Problem: The expected answer is a copy of every line in the listing that has the word "certs".
(Beginning of Information supplied)
PR #6720, opened 2024-06-30
Check DaemonSet RBAC permissions for Prometheus Agent's DaemonSet mode

haanhvu:
## Description

Check DaemonSet RBAC permissions for Prometheus Agent's DaemonSet mode, if Prometheus Agent DaemonSet feature gate is enabled, as explained in https://github.com/prometheus-operator/prometheus-operator/pull/6708#pullrequestreview-2144720179

## Type of change

## Verification
For now we just need CI to be green. To test this behavior we need to implement other things in next PRs, after which we'll have e2e tests.

## Changelog entry

Check DaemonSet RBAC permissions for Prometheus Agent's DaemonSet mode

### DIFF
--- a/cmd/operator/main.go
+++ b/cmd/operator/main.go
@@ -34,6 +34,7 @@ import (
 	"github.com/prometheus/client_golang/prometheus/promhttp"
 	"github.com/prometheus/common/version"
 	"golang.org/x/sync/errgroup"
+	appsv1 "k8s.io/api/apps/v1"
 	corev1 "k8s.io/api/core/v1"
 	storagev1 "k8s.io/api/storage/v1"
 	"k8s.io/apimachinery/pkg/runtime/schema"
@@ -396,18 +397,13 @@ func run(fs *flag.FlagSet) int {
 	// If Prometheus Agent runs in DaemonSet mode, check if
 	// the operator has proper RBAC permissions on the DaemonSet resource.
 	if cfg.Gates.Enabled(operator.PrometheusAgentDaemonSetFeature) {
-		daemonSetGroupVersion := schema.GroupVersion{
-			Group:   "apps",
-			Version: "v1",
-		}
-
 		allowed, errs, err := k8sutil.IsAllowed(ctx,
 			kclient.AuthorizationV1().SelfSubjectAccessReviews(),
 			cfg.Namespaces.PrometheusAllowList.Slice(),
 			k8sutil.ResourceAttribute{
-				Group:    daemonSetGroupVersion.Group,
-				Version:  daemonSetGroupVersion.Version,
-				Resource: "daemonset",
+				Group:    appsv1.SchemeGroupVersion.Group,
+				Version:  appsv1.SchemeGroupVersion.Version,
+				Resource: "daemonsets",
 				Verbs:    []string{"get", "list", "watch"},
 			})
 		if err != nil {
@@ -418,6 +414,8 @@ func run(fs *flag.FlagSet) int {
 		if !allowed {
 			for _, reason := range errs {
 				level.Error(logger).Log("msg", "missing permissions to manage Daemonset resource for Prometheus Agent", "reason", reason)
+				cancel()
+				return 1
 			}
 		}
 	}
--- a/cmd/operator/main.go
+++ b/cmd/operator/main.go
@@ -394,42 +394,31 @@ func run(fs *flag.FlagSet) int {
 	}
 
 	// If Prometheus Agent runs in DaemonSet mode, check if
-	// the operator has proper RBAC permissions on the Daemonset resource.
+	// the operator has proper RBAC permissions on the DaemonSet resource.
 	if cfg.Gates.Enabled(operator.PrometheusAgentDaemonSetFeature) {
 		daemonSetGroupVersion := schema.GroupVersion{
 			Group:   "apps",
 			Version: "v1",
 		}
 
-		daemonSetSupported, err := checkPrerequisites(
-			ctx,
-			logger,
-			kclient,
+		allowed, errs, err := k8sutil.IsAllowed(ctx,
+			kclient.AuthorizationV1().SelfSubjectAccessReviews(),
 			cfg.Namespaces.PrometheusAllowList.Slice(),
-			daemonSetGroupVersion,
-			"daemonset",
 			k8sutil.ResourceAttribute{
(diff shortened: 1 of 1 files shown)


haanhvu:
@ArthurSens @simonpasquier @kakkoyun This implements Simon's suggestion in https://github.com/prometheus-operator/prometheus-operator/pull/6708#pullrequestreview-2144720179

> The main() function also needs to check that if the feature gate is enabled, the operator has the proper RBAC permissions on the Daemonset resource (like we do for PrometheusAgent for instance). It can be done in a separate PR (before this one?).

Please review to see if I understand the requirement correctly.

cmd/operator/main.go
```diff
@@ -393,6 +393,46 @@ func run(fs *flag.FlagSet) int {
...
 
+	// If Prometheus Agent runs in DaemonSet mode, check if
+	// the operator has proper RBAC permissions on the Daemonset resource.
+	if cfg.Gates.Enabled(operator.PrometheusAgentDaemonSetFeature) {
+		daemonSetGroupVersion := schema.GroupVersion{
+			Group:   "apps",
+			Version: "v1",
+		}
+
+		daemonSetSupported, err := checkPrerequisites(
```
simonpasquier, line 404: we can call `k8sutil.IsAllowed()` only: the DaemonSet resource should always be supported since it's a Kubernetes core API.

cmd/operator/main.go
```diff
@@ -393,6 +393,46 @@ func run(fs *flag.FlagSet) int {
...
+				Verbs:    []string{"update"},
+			},
+		)
+		if err != nil {
+			level.Error(logger).Log("msg", "failed to check DaemonSet support", "err", err)
+			cancel()
+			return 1
+		}
+		if !daemonSetSupported {
+			level.Error(logger).Log("msg", "failed to get RBAC permissions on Daemonset resource for Prometheus Agent", "err", err)
```
simonpasquier, line 430:
```suggestion
			for _, reason := range reasons {
				level.Error(logger).Log("msg", "missing permissions to manage Daemonset resources for Prometheus Agent", "reason", reason)
			}
```

haanhvu:
@simonpasquier @ArthurSens @kakkoyun I resolved Simon's reviews. Please also look at the current position of this check. Do we need this check to happen sooner/later?

cmd/operator/main.go
```diff
@@ -393,6 +393,35 @@ func run(fs *flag.FlagSet) int {
...
+		}
+
+		allowed, errs, err := k8sutil.IsAllowed(ctx,
+			kclient.AuthorizationV1().SelfSubjectAccessReviews(),
+			cfg.Namespaces.PrometheusAllowList.Slice(),
+			k8sutil.ResourceAttribute{
+				Group:    daemonSetGroupVersion.Group,
+				Version:  daemonSetGroupVersion.Version,
+				Resource: "daemonset",
+				Verbs:    []string{"get", "list", "watch"},
```
simonpasquier, line 411: I'd already account for write operations.
```suggestion
				Verbs:    []string{"get", "list", "watch", "create", "update", "delete"},
```

cmd/operator/main.go
```diff
@@ -393,6 +393,35 @@ func run(fs *flag.FlagSet) int {
...
+			})
+		if err != nil {
+			level.Error(logger).Log("msg", "failed to check permissions on DaemonSet resource", "err", err)
+			cancel()
+			return 1
+		}
+		if !allowed {
+			for _, reason := range errs {
+				level.Error(logger).Log("msg", "missing permissions to manage Daemonset resource for Prometheus Agent", "reason", reason)
```
simonpasquier, line 420: Either we exit if the permissions aren't sufficient or we pass the information to the prometheus agent controller. I'd go with option 1 for now (if you enable the feature gate, you expect the controller to be functional).

cmd/operator/main.go
```diff
@@ -393,6 +393,35 @@ func run(fs *flag.FlagSet) int {
...
+		daemonSetGroupVersion := schema.GroupVersion{
+			Group:   "apps",
+			Version: "v1",
+		}
+
+		allowed, errs, err := k8sutil.IsAllowed(ctx,
+			kclient.AuthorizationV1().SelfSubjectAccessReviews(),
+			cfg.Namespaces.PrometheusAllowList.Slice(),
+			k8sutil.ResourceAttribute{
+				Group:    daemonSetGroupVersion.Group,
```
simonpasquier, line 408: we could use `SchemeGroupVersion.Group` from `k8s.io/api/apps/v1`

cmd/operator/main.go
```diff
@@ -393,6 +393,35 @@ func run(fs *flag.FlagSet) int {
...
+				Version:  daemonSetGroupVersion.Version,
```
simonpasquier, line 409: `SchemeGroupVersion.Version`

cmd/operator/main.go
```diff
@@ -393,6 +393,35 @@ func run(fs *flag.FlagSet) int {
...
+				Resource: "daemonset",
```
simonpasquier, line 410:
```suggestion
				Resource: "daemonsets",
```

cmd/operator/main.go
ArthurSens: +1 for exiting

cmd/operator/main.go
haanhvu: Why does DaemonSet recource have these, but Prometheus Agent resource doesn't have these?

cmd/operator/main.go
haanhvu: yeah let's exit for now

cmd/operator/main.go
simonpasquier: The operator doesn't need to create/update/delete PrometheusAgent objects.

haanhvu: Ah ok, those are users' roles right?

simonpasquier: yes only users need to modify PrometheusAgents, the operator only modifies the underlying objects such as statefulsets, secrets, configmaps and daemonsets (with your work).

haanhvu:
@ArthurSens @kakkoyun @simonpasquier I resolved all the reviews. I also moved this check to happen before the creation of Prometheus Agent's controller. Please review.

simonpasquier (approved):
thanks!

Issue #6610, opened 2024-05-21
Exclude irrelevant certs/tls secrets watch in monitoring namespace


qx121:
### What is missing? Please describe.

Prometheus operator seems to watch and manage all secrets in monitoring namespace. There are other types of secrets(e.g. IPS/certs/etc) that are irrelevant to prometheus stack. Is it possible to make an include/exclude list for prometheus-operator such that it makes fewer list secret API call to kube-api-server?

## Environment
Kubernetes Version:
Prometheus-Operator Version:

simonpasquier:
You can start the operator with `-secret-field-selector`

pbxqdown:
@simonpasquier thanks. I think having a selector would be the correct direction for this issue. The argument is a field-selector, wondering whether we have label/annotation selector?

Also would like to know more details about how the secret selector is being used. Does monitoring components such as prometheus/alertmanager watch the secret change and update it accordingly? Thank you!

simonpasquier:
context about why we have  a field selector: https://github.com/prometheus-operator/prometheus-operator/pull/3355

> Does monitoring components such as prometheus/alertmanager watch the secret change and update it accordingly? 

The operator needs to react on secret changes. Watching on all secrets in the namespace is the simplest solution. Having a label selector put us at risk of excluding noteworthy secrets.

What's exactly your concern here?

pbxqdown:
We would like to reduce calls to api-server, it is also from performance perspective similar to #3355 
In our stack, not all secrets in monitoring namespace are managed by prometheus-operator. IPS are injected by other controller, certs are managed by other components as well.

It would be good to have a label-selector since it provides larger flexibility. I have free cycle to help with implementation if needed.

But if it is not trivial work, maybe we can try field-selector as well. IPS has kubernetes.io/dockerconfigjson type, so we can use field selector to exclude IPS. Wondering whether prometheus-operator manages any IPS?

simonpasquier:
What is IPS?

I'd be ok adding a label selector argument for secrets like we have the field selector.

pbxqdown:
it is image-pull-secret, usually injected from external party.
It would be great if label selector can be added, I can create a PR if you would like to.

simonpasquier:
sure go ahead.

pbxqdown:
Great, this is the PR: #6731

PR #6731, opened 2024-07-03
cmd: Add secret label selector to filter secrets to watch

pbxqdown:
## Description
This commit adds a flag for secret label selector so user can use label to filter secrets that prometheus-operator watches. This reduces calls to kube-apiserver.

Fixes Exclude irrelevant certs/tls secrets watch in monitoring namespace #6610

## Type of change

## Verification

## Changelog entry

```release-note
cmd: Add secret label selector to filter secrets to watch
```

### DIFF
--- a/pkg/operator/config.go
+++ b/pkg/operator/config.go
@@ -57,10 +57,11 @@ type Config struct {
 	LocalHost string
 
 	// Label and field selectors for resource watchers.
-	PromSelector            LabelSelector
-	AlertmanagerSelector    LabelSelector
-	ThanosRulerSelector     LabelSelector
-	SecretListWatchSelector FieldSelector
+	PromSelector                 LabelSelector
+	AlertmanagerSelector         LabelSelector
+	ThanosRulerSelector          LabelSelector
+	SecretListWatchSelector      FieldSelector
+	SecretListWatchLabelSelector LabelSelector
 
 	// Controller id for pod ownership.
 	ControllerID string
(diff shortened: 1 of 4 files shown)


simonpasquier:
Thanks! The same change needs to be applied to pkg/prometheus/agent/operator.go, and pkg/prometheus/server/operator.go.

pbxqdown:
Thank you for review! Updated the commit. Please let me know if there are other places that need update.

ArthurSens (approved):
LGTM! Ideally, we'd have an end-to-end test for this one, but I'm not really sure if we have a good example 🤔

pbxqdown:
Thank you!  It would be great if there is a framework testing cmd flags.

pkg/operator/config.go
```diff
@@ -57,10 +57,11 @@ type Config struct {
...
 
 	// Label and field selectors for resource watchers.
-	PromSelector            LabelSelector
-	AlertmanagerSelector    LabelSelector
-	ThanosRulerSelector     LabelSelector
-	SecretListWatchSelector FieldSelector
+	PromSelector                 LabelSelector
+	AlertmanagerSelector         LabelSelector
+	ThanosRulerSelector          LabelSelector
+	SecretListWatchSelector      FieldSelector
```
simonpasquier, line 63: could you rename for clarity?
```suggestion
	SecretListWatchFieldSelector      FieldSelector
```

pbxqdown: sure, renamed.

simonpasquier (approved):
Thanks!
(End of Information supplied)
Expected answer:
Exclude irrelevant certs/tls secrets watch in monitoring namespace
Prometheus operator seems to watch and manage all secrets in monitoring namespace. There are other types of secrets(e.g. IPS/certs/etc) that are irrelevant to prometheus stack. Is it possible to make an include/exclude list for prometheus-operator such that it makes fewer list secret API call to kube-api-server?
In our stack, not all secrets in monitoring namespace are managed by prometheus-operator. IPS are injected by other controller, certs are managed by other components as well.
Fixes Exclude irrelevant certs/tls secrets watch in monitoring namespace #6610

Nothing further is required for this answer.